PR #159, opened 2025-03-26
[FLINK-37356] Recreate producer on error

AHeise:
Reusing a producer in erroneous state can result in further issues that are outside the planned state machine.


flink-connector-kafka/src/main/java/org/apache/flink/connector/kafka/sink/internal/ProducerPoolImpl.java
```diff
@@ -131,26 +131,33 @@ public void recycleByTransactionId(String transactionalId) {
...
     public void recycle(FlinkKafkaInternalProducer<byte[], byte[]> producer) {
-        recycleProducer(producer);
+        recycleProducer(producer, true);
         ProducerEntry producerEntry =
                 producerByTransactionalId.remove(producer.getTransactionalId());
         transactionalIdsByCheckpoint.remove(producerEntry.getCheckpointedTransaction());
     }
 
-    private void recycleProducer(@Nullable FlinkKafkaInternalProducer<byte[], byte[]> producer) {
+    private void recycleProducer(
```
++++++
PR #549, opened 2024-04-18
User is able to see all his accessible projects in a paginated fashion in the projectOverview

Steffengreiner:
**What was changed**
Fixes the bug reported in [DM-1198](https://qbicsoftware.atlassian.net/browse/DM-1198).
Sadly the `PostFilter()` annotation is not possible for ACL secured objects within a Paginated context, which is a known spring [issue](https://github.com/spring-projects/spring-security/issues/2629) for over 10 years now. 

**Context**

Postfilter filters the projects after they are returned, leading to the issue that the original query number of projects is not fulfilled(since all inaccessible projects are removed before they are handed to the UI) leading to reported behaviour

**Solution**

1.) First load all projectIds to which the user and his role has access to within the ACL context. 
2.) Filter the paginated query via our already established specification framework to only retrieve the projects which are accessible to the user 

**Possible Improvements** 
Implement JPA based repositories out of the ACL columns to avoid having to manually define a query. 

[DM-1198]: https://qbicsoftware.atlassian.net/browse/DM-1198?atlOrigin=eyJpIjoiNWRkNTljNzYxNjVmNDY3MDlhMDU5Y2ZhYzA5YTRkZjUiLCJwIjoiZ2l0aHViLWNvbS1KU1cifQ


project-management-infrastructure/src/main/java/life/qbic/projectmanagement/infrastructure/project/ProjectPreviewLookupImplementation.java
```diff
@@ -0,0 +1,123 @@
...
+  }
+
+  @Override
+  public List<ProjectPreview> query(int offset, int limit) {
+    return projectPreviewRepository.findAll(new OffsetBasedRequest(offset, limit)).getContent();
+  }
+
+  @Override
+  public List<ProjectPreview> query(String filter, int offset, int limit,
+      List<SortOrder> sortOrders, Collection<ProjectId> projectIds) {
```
++++++
TASK BRIEF: Copy every line of the data that carries the word "limit".

ANSWER BOX:
+  public List<ProjectPreview> query(int offset, int limit) {
+    return projectPreviewRepository.findAll(new OffsetBasedRequest(offset, limit)).getContent();
+  public List<ProjectPreview> query(String filter, int offset, int limit,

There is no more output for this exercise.